- [YOUR OBJECTIVE]
Do any lines in the data below contain "opened"? If so, copy every one of them.

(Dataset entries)
PR #122, opened 2019-03-04
Upgrade to rust2018

faern:
As we discussed on IRC. Let's upgrade all these three crates to Rust 2018 edition and get rid of some legacy conditional compilation etc.

Will greatly aid the work to integrate it into libstd over at #119

### DIFF
--- a/core/src/parking_lot.rs
+++ b/core/src/parking_lot.rs
@@ -5,6 +5,9 @@
 // http://opensource.org/licenses/MIT>, at your option. This file may not be
 // copied, modified, or distributed except according to those terms.
 
+use crate::thread_parker::ThreadParker;
+use crate::util::UncheckedOptionExt;
+use crate::word_lock::WordLock;
 use rand::rngs::SmallRng;
 use rand::{FromEntropy, Rng};
 use smallvec::SmallVec;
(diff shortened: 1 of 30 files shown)


core/src/parking_lot.rs
```diff
@@ -175,14 +168,9 @@ where
 {
     // Try to read from thread-local storage, but return None if the TLS has
     // already been destroyed.
-    #[cfg(has_localkey_try_with)]
     fn try_get_tls(key: &'static LocalKey<ThreadData>) -> Option<*const ThreadData> {
         key.try_with(|x| x as *const ThreadData).ok()
     }
```
Amanieu: There isn't much point keeping that as a separate function now.

src/condvar.rs
```diff
@@ -668,7 +670,7 @@ mod tests {
         let mut g = m.lock();
         while !c.notify_one() {
             // Wait for the thread to get into wait()
-            ::MutexGuard::bump(&mut g);
+            crate::MutexGuard::bump(&mut g);
```
Amanieu: Just add `MutexGuard` to the import above.

src/once.rs
```diff
@@ -16,8 +16,8 @@ use std::sync::atomic::AtomicUsize as AtomicU8;
 type U8 = usize;
 use parking_lot_core::{self, SpinWait, DEFAULT_PARK_TOKEN, DEFAULT_UNPARK_TOKEN};
 use std::fmt;
```
Amanieu: `core::fmt`

core/src/parking_lot.rs
```diff
@@ -5,19 +5,20 @@
...
-use std::time::{Duration, Instant};
-use thread_parker::ThreadParker;
-use util::UncheckedOptionExt;
-use word_lock::WordLock;
+use core::{
+    cell::{Cell, UnsafeCell},
+    ptr,
+};
+use std::{
+    sync::atomic::{AtomicPtr, AtomicUsize, Ordering},
```
Amanieu: `sync::atomic` should be imported from `core`, not `std`.

core/src/parking_lot.rs
faern: True. Removed.

PR #124, opened 2019-03-22
Add wasm thread parker

faern:
This is in preparation for https://github.com/rust-lang/rust/pull/56410. To not make any platform regress from a good thread parking implementation to a spin lock based one, I add real `ThreadParker` implementations for them to `parking_lot`. Wasm's default locking primitives are really basic. I guess that is because wasm still does not have threads? But with the `target_feature = "atomic"` option it does utilize being able to wait on variables, so I thought we might want to do that here as well.

Ping @alexcrichton. You seem to be the one who implemented most of this atomic wasm thread parking logic in the standard library. So maybe you have some valuable input?

I'm submitting this PR before I have had the chance to even try it out myself. So you can stop me if I'm going in the completely wrong direction :)

### DIFF
--- a/core/src/thread_parker/wasm.rs
+++ b/core/src/thread_parker/wasm.rs
@@ -1,0 +1,118 @@
+// Copyright 2016 Amanieu d'Antras
+//
+// Licensed under the Apache License, Version 2.0, <LICENSE-APACHE or
+// http://apache.org/licenses/LICENSE-2.0> or the MIT license <LICENSE-MIT or
+// http://opensource.org/licenses/MIT>, at your option. This file may not be
+// copied, modified, or distributed except according to those terms.
+
+use core::{
+    arch::wasm32,
+    mem,
+    sync::atomic::{AtomicUsize, Ordering},
+};
+use std::{convert::TryFrom, thread, time::Instant};
+
+// Helper type for putting a thread to sleep until some other thread wakes it up
+pub struct ThreadParker {
+    parked: AtomicUsize,
+}
+
+const UNPARKED: usize = 0;
+const PARKED: usize = 1;
+
+impl ThreadParker {
+    pub const IS_CHEAP_TO_CONSTRUCT: bool = true;
+
+    #[inline]
+    pub fn new() -> ThreadParker {
+        ThreadParker {
+            parked: AtomicUsize::new(UNPARKED),
+        }
+    }
+
+    // Prepares the parker. This should be called before adding it to the queue.
+    #[inline]
+    pub fn prepare_park(&self) {
+        self.parked.store(PARKED, Ordering::Relaxed);
+    }
+
+    // Checks if the park timed out. This should be called while holding the
+    // queue lock after park_until has returned false.
+    #[inline]
+    pub fn timed_out(&self) -> bool {
+        self.parked.load(Ordering::Relaxed) == PARKED
+    }
+
+    // Parks the thread until it is unparked. This should be called after it has
+    // been added to the queue, after unlocking the queue.
+    #[inline]
+    pub fn park(&self) {
+        while self.parked.load(Ordering::Acquire) == PARKED {
+            let val = unsafe {
+                wasm32::i32_atomic_wait(
+                    ptr(&self.parked),
+                    PARKED as i32, // we expect our thread is parked
+                    -1,            // wait infinitely
+                )
+            };
+            // we should have either woken up (0) or got a not-equal due to a
+            // race (1). We should never time out (2)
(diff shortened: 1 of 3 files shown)


.travis.yml
```diff
@@ -26,6 +27,7 @@ script:
 - travis-cargo --only stable test -- --features=deadlock_detection
 - travis-cargo --only beta test -- --features=deadlock_detection
 - travis-cargo --only nightly test -- --all --no-run --target x86_64-fortanix-unknown-sgx
+- travis-cargo --only nightly test -- --all --no-run --target wasm32-unknown-unknown
```
faern: I'm aware this does not even test with the atomic `target_future` at the moment... Will have to fix that before this would make sense to have even.

core/src/thread_parker/wasm.rs
```diff
@@ -0,0 +1,115 @@
+// Copyright 2016 Amanieu d'Antras
+//
+// Licensed under the Apache License, Version 2.0, <LICENSE-APACHE or
+// http://apache.org/licenses/LICENSE-2.0> or the MIT license <LICENSE-MIT or
+// http://opensource.org/licenses/MIT>, at your option. This file may not be
+// copied, modified, or distributed except according to those terms.
+
+//! A simple spin lock based thread parker. Used on platforms without better
+//! parking facilities available.
```
bjorn3: I think this should be changed.

faern: Yes it should. Thank you. I just started out with the generic impl and iterated from there. Forgot some stuff :P

core/src/thread_parker/wasm.rs
```diff
@@ -0,0 +1,115 @@
...
+use core::{
+    arch::wasm32,
+    mem,
+    sync::atomic::{AtomicUsize, Ordering},
+};
+use std::{convert::TryFrom, thread, time::Instant};
+
+// Helper type for putting a thread to sleep until some other thread wakes it up
+pub struct ThreadParker {
+    parked: AtomicUsize,
```
faern: I'm not sure why this is not an `AtomicI32`. I just imitated what `libstd/sys/wasm/mutex_atomic.rs` does. The wait operation requires an `*mut i32`, and the `ptr()` method asserts that the sizes are equal. Maybe simply because this was written before `AtomicI32` was stabilized? If that's the case I guess this can be changed now.

alexcrichton:
Thanks for the ping @faern! I've got some general thoughts on the overall strategy with `parking_lot` in general, but here just for the wasm stuff this looks great to me. This won't actually be tested in upstream rust-lang/rust and requires a custom-built standard library to be tested at all. That being said it does look correct and appropriate for the wasm target, although that's just going by function names since I'm not very familiar with `parking_lot` and its primitives.

faern:
@alexcrichton Do you have any links/resources on how I can build such a custom standard library. So I can at least once verify locally that it compiles.

alexcrichton:
Sure yeah! You can follow the same steps as [one of our examples in wasm-bindgen](https://github.com/rustwasm/wasm-bindgen/blob/master/examples/raytrace-parallel/build.sh), which basically just uses xargo to build libstd with custom flags

faern:
I was able to get an atomics enabled libstd with xargo and compile the code. Which was a good thing, because there were a few minor errors to fix. Nothing that changes the algorithm or anything vital. Just `unsafe {}` around the `i32_atomic_*` calls and some casting of `PARKED` to `i32` in some places.

@alexcrichton Thanks for the help. Is there an actual wasm runtime with atomics support, or is this code not possible to run anywhere? :)

faern:
@Amanieu I added the `cfg_if!` macro, for selecting `thread_parker` implementation. Since the list of `cfg`s were getting long. Especially crazy was the last one that had to negate everything before it to include the generic parker. Do you think this is a good idea? This macro is available in libstd as well, so it won't cause a problem when integrated there it seems.

core/src/thread_parker/wasm.rs
```diff
@@ -0,0 +1,118 @@
...
+        // We don't need to lock anything, just clear the state
+        self.parked.store(UNPARKED, Ordering::Release);
+        UnparkHandle(&self.parked)
+    }
+}
+
+// Handle for a thread that is about to be unparked. We need to mark the thread
+// as unparked while holding the queue lock, but we delay the actual unparking
+// until after the queue lock is released.
+pub struct UnparkHandle<'a>(&'a AtomicUsize);
```
Amanieu: Use a raw pointer here. The target may no longer be valid if the thread has exited.

faern: Done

- [FINISHED EXERCISE]
PR #122, opened 2019-03-04
PR #124, opened 2019-03-22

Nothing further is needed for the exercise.